Alfred Kühn étudie la zoologie et la physiologie de 1904 à 1908 à Fribourg-en-Brisgau. Il effectue sa thèse de doctorat, consacrée à la perception des couleurs chez les abeilles[1], sous la direction de Robert Pohl à l'institut de physique de Göttingen. Nommé en 1914 professeur surnuméraire à l'Université de Fribourg, il y épousa en 1914 Margarethe Geiges (1888–1987), fille du vitrailliste Fritz Geiges. Cette union est restée stérile[2]. En 1916, Kühn est élu membre de l'académie Leopoldina[3]. En 1918, il est nommé maître-assistant et privat-docent de l'université de Berlin puis en 1920 professeur titulaire de zoologie et de génétique à l'université de Göttingen.

Après l'arrivée au pouvoir des Nazis, Kühn publia en 1934 avec Martin Staemmler et Friedrich Burgdörfer un livre de circonstance : « Hérédité, hygiène raciale et politique démographique – Destin de l'Allemagne[4]. » En 1935, le Gauleiter du Sud-Hanovre porte sur lui cette appréciation : « ...qu’à notre avis, il fait son travail, sans se sentir pour autant lié au NSDAP[5]. » En 1937, Kühn est nommé directeur de l’Institut Kaiser-Wilhelm de Biologie à Berlin-Dahlem.

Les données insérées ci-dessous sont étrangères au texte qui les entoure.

PR #728, opened 2026-04-24
Add batched variant of arrange for trace-less flattening

DAlperin:
Introduce a `Batched` trait that parallels `Arrange` but produces a stream of sealed batches without maintaining a shared trace. The stream is wrapped in a new `Batches<Tr>` type with inherent `as_collection` and `flat_map_ref` methods.

Split the batching half of `arrange_core` into a reusable `BatchEngine` so both `batch_core` and `arrange_core` share the capability/sealing logic. `arrange_core` also now goes through `new_trace_writer` for the trace-side half.

Add `batch_by_key` / `batch_by_self` convenience methods on `Collection` mirroring `arrange_by_*`.

Rewrite `consolidate_named` on top of `batched`: it previously built a shared trace only to immediately flatten it back into a collection, paying for a trace that nothing downstream consumed.

I spot checked a few programs compiled in release mode and the new behavior is well inlined into `arranged_core`, so it should be performance nuetral.

### DIFF
--- a/differential-dataflow/src/operators/arrange/arrangement.rs
+++ b/differential-dataflow/src/operators/arrange/arrangement.rs
@@ -171,42 +171,7 @@ impl<'scope, Tr: TraceReader> Arranged<'scope, Tr> {
             I: IntoIterator<Item: Data>,
             L: FnMut(Tr::Key<'_>, Tr::Val<'_>) -> I+'static,
     {
-        Self::flat_map_batches(self.stream, logic)
-    }
-
-    /// Extracts elements from a stream of batches as a `VecCollection`.
-    ///
-    /// The supplied logic may produce an iterator over output values, allowing either
-    /// filtering or flat mapping as part of the extraction.
-    ///
-    /// This method exists for streams of batches without the corresponding arrangement.
-    /// If you have the arrangement, its `flat_map_ref` method is equivalent to this.
-    pub fn flat_map_batches<I, L>(stream: Stream<'scope, Tr::Time, Vec<Tr::Batch>>, mut logic: L) -> VecCollection<'scope, Tr::Time, I::Item, Tr::Diff>
-    where
-        I: IntoIterator<Item: Data>,
-        L: FnMut(Tr::Key<'_>, Tr::Val<'_>) -> I+'static,
-    {
-        stream.unary(Pipeline, "AsCollection", move |_,_| move |input, output| {
-            input.for_each(|time, data| {
-                let mut session = output.session(&time);
-                for wrapper in data.iter() {
-                    let batch = &wrapper;
-                    let mut cursor = batch.cursor();
-                    while let Some(key) = cursor.get_key(batch) {
-                        while let Some(val) = cursor.get_val(batch) {
-                            for datum in logic(key, val) {
-                                cursor.map_times(batch, |time, diff| {
-                                    session.give((datum.clone(), Tr::owned_time(time), Tr::owned_diff(diff)));
-                                });
-                            }
-                            cursor.step_val(batch);
-                        }
-                        cursor.step_key(batch);
-                    }
-                }
-            });
-        })
-        .as_collection()
+        Batches { stream: self.stream }.flat_map_ref(logic)
     }
 }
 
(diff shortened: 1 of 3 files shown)


differential-dataflow/src/operators/arrange/arrangement.rs
```diff
@@ -321,157 +286,264 @@ pub trait Arrange<'scope, T: Timestamp+Lattice, C> : Sized {
...
+#[derive(Clone)]
+pub struct Batches<'scope, Tr: TraceReader> {
+    /// The stream of sealed batches.
+    pub stream: Stream<'scope, Tr::Time, Vec<Tr::Batch>>,
+}
 
-        // Acquire a logger for arrange events.
-        let logger = scope.worker().logger_for::<crate::logging::DifferentialEventBuilder>("differential/arrange").map(Into::into);
+impl<'scope, Tr: TraceReader> Batches<'scope, Tr> {
+    /// Flattens the stream of batches into a `VecCollection` with one element per `(key, val)` pair.
```
frankmcsherry, line 328: I don't think the comment is correct; there may be many `(time, diff)` pairs for each key-val pair.

differential-dataflow/src/operators/arrange/arrangement.rs
```diff
@@ -321,157 +286,264 @@ pub trait Arrange<'scope, T: Timestamp+Lattice, C> : Sized {
...
-                //    we must carve out updates now in advance of the new input frontier and
-                //    transmit them as batches, which requires appropriate *single* capabilities;
-                //    Until timely dataflow supports multiple capabilities on messages, at least.
-                //
-                // 2. If there are no held capabilities in advance of the new input frontier,
-                //    then there are no updates not in advance of the new input frontier and
-                //    we can simply create an empty input batch with the new upper frontier
-                //    and feed this to the trace agent (but not along the timely output).
-
-                // If there is at least one capability not in advance of the input frontier ...
```
frankmcsherry, line 417: All of these comments seem to have been lost. Without wanting to presume, Claude has deleted them several times for me as well, so I suspect it's not intentional.

differential-dataflow/src/operators/arrange/arrangement.rs
```diff
@@ -321,157 +286,264 @@ pub trait Arrange<'scope, T: Timestamp+Lattice, C> : Sized {
...
+///
+/// This is the batching analogue of [`Arranged`]: it carries the batch stream
+/// without the shared trace. Downstream operators can flatten the batches back
+/// into a `VecCollection` via [`Batches::as_collection`] or
+/// [`Batches::flat_map_ref`].
+#[derive(Clone)]
+pub struct Batches<'scope, Tr: TraceReader> {
+    /// The stream of sealed batches.
+    pub stream: Stream<'scope, Tr::Time, Vec<Tr::Batch>>,
+}
```
frankmcsherry, line 325: Two thoughts here:
1. TBD on whether this carries the weight of a new type; it might, or perhaps it should just be either a `type Batches = ..` or possibly just `Stream` in its uses.
2. I think it would be better if possible to have `B: BatchReader`, avoiding having to name the trace that the type is meant to avoid.

differential-dataflow/src/operators/arrange/arrangement.rs
```diff
@@ -321,157 +286,264 @@ pub trait Arrange<'scope, T: Timestamp+Lattice, C> : Sized {
...
-    // a corresponding capability, as they are only retained for actual data
-    // held by the batcher, which may prevents the operator from sending an
-    // empty batch.
-
-    let mut reader: Option<TraceAgent<Tr>> = None;
+/// This is the batching analogue of [`Arrange`]: instead of maintaining a
+/// shared trace, implementors emit sealed batches downstream as timely
+/// output. Downstream operators consume the batches directly, skipping the
+/// cost of maintaining a shared trace.
+pub trait Batched<'scope, T: Timestamp+Lattice, C> : Sized {
```
frankmcsherry, line 295: I'm not sure this trait is carrying its weight either, a bit like `Batches` may not be. The `Arranged` trait just barely makes it, because folks do want to fluently arrange things, but .. I'm not sure there are more than a handful of moments where folks want to form batches without an arrangement, and the extension traits to make the formation fluent may not need to be in the core library. Tbd!

differential-dataflow/src/operators/arrange/arrangement.rs
```diff
@@ -321,157 +286,264 @@ pub trait Arrange<'scope, T: Timestamp+Lattice, C> : Sized {
...
+    /// Produces a stream of sealed batches from `self`.
+    fn batched<Ba, Bu, Tr>(self) -> Batches<'scope, Tr>
+    where
+        Ba: Batcher<Input=C, Time=T> + 'static,
+        Bu: Builder<Time=T, Input=Ba::Output, Output = Tr::Batch>,
+        Tr: Trace<Time=T> + 'static,
```
frankmcsherry, line 301: Same as with `Bached`, if we can use `B: Batch` rather than `Tr: Trace` then probably for the best if we don't otherwise reference the trace.

frankmcsherry (commented):
A few comments left, but here's a design concern / take:

This introduces new opportunities for inconsistencies between the batches and the trace. They can now be observed "in parallel", with the arrangement former and an operator that reads the batches running not in sequence any more. The operator could receive a batch that is not yet present in the arrangement, except through good behavior of the scheduler. This is a bit unnerving, and imo would be great to avoid.

An alternate design, similar in spirit I think, is to have the `Batches` type not be a stream, but an interstitial moment that can be consumed to turn in to either a stream of batches or an `Arranged` (which also houses a stream of batches). I think it might be not unlike a shell for the batch engine, waiting to figure out what we want to do with it next.

I can imagine wanting the abstraction of "any stream of sensible batches should be able to become an arrangement", but I'm also spooked by the need to discover the new classes of concurrency that may arise in the operator implementations.

Let's discuss some more!

frankmcsherry:
Here's a concrete recommendation that I *think* makes sense: extend the `Arrange` trait with the `batched` method (perhaps `batched_named`, or just as it is) which is generic only wrt a `Ba: Batcher<Input=C>` (fingers crossed), and which produces a new type `Batched` that is .. unclear to me at the moment sorry .. but the intent is that it can either turn in to a `Stream<B::Batch>` or with an appropriate `Bu, Tr` into an `Arranged<Tr>`.

Perhaps simpler, though less fascinating: just a `batched<Ba>` method on `Arrange` that produces the stream, and then we solve for the software architecture outside of the public trait interface. I do like the idea that the parts be architected apart, but it's not clear that revealing this to users (e.g. handing a half-formed batched thing, from which they can complete the arrangement if they choose) helps them more than just saying "either batches or arrangement".

DAlperin:
Ahh I asked Claude to make me the new types, and checked the logic but not really the comments. Embarrassing!

The other points are interesting. Agree on being generic over Batch, not Tr::Batch, etc.

To give you a sense of why I landed on the design I did:
- I wanted to be able to match the fluent composition (`as_collection`/`map_batches`) of Arranged. I originally had batched variants return a stream directly but then it was subject to the StreamExt trait extensions which didn't do what I wanted here. 
- I thought it was morally nice to open the future up to the "any stream of batches could be an arrangement" thing. But to be honest I had not at all considered the concurrency issues at all. I will have to think harder about this. An interstitial object that can be exchanged for either outcomes is interesting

Outre son activité de chercheur, il est éditeur du Zeitschrift für induktive Abstammungs- und Vererbungslehre Journal de systématique inductive et d'hérédité ») et conseiller scientifique pour la génétique de la revue Der Biologe, reprise en main par l'Institut d'Anthropologie raciale des SS[4]. En 1937, il est élu président de la Société allemande des chercheurs du Vivant et en 1942, membre du directoire de l'Institut Kaiser-Wilhelm.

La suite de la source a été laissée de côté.